Action item —
Wherever the word "Marzban" occurs in the lines below, copy the whole line.

Given data —
PR #423, opened 2023-08-01
Marzban Cli Improvment

M03ED:
i add deleting expired users , increase and decrease data limit and expire time for all users at same time

### DIFF
--- a/app/db/__init__.py
+++ b/app/db/__init__.py
@@ -26,7 +26,7 @@ def get_db():  # Dependency
 from .crud import (create_admin, create_user, get_admin, get_admins,  # noqa
                    get_jwt_secret_key, get_or_create_inbound, get_system_usage,
                    get_user, get_user_by_id, get_users, get_users_count,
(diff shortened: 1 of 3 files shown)


M03ED:
i moved is_user_expired to crud.py to be access able with api , i will add these functions on api soon.

SaintShit:
Hello, thank you for working on Marzban. the problem is that this approach cannot do xray operations, as xray is runned in another process. it just can apply changes to database user and Marzban must be restarted for the changes to take effect. so, calling xray.operations is wrong.

M03ED:
a question 
we just change expired user and they are disabled already , if we don't call xray at all gonna make a bug in xray ?

SaintShit:
> a question we just change expired user and they are disabled already , if we don't call xray at all gonna make a bug in xray ?

not, it doesn't need to call xray operations in this case.

M03ED:
ok i fix that and add these functions to api , pr is complete and ready to merge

Solution to the problem —
Marzban Cli Improvment
Hello, thank you for working on Marzban. the problem is that this approach cannot do xray operations, as xray is runned in another process. it just can apply changes to database user and Marzban must be restarted for the changes to take effect. so, calling xray.operations is wrong.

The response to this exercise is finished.